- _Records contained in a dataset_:
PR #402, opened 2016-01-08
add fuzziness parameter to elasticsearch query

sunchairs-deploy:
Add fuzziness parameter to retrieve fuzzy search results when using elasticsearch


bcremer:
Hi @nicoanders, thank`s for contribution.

...

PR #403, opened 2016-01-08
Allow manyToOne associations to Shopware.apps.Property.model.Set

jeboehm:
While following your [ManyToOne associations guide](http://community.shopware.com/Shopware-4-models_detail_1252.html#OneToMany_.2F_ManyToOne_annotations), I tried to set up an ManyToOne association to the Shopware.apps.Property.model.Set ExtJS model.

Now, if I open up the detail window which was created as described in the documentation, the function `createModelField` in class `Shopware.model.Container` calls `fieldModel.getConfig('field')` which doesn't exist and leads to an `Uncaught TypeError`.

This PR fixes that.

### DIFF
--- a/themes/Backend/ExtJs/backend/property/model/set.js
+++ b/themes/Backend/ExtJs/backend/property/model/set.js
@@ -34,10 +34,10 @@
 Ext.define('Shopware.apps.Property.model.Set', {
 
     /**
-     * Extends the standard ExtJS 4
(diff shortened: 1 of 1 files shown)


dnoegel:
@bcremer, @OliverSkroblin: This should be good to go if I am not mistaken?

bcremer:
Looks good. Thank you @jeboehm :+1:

- _Task description_: Please output exactly the lines between the one holding "Allow manyToOne associations" and the one holding "While following your" in the records above, inclusive, and nothing more.

- _Task result_:
Allow manyToOne associations to Shopware.apps.Property.model.Set

jeboehm:
While following your [ManyToOne associations guide](http://community.shopware.com/Shopware-4-models_detail_1252.html#OneToMany_.2F_ManyToOne_annotations), I tried to set up an ManyToOne association to the Shopware.apps.Property.model.Set ExtJS model.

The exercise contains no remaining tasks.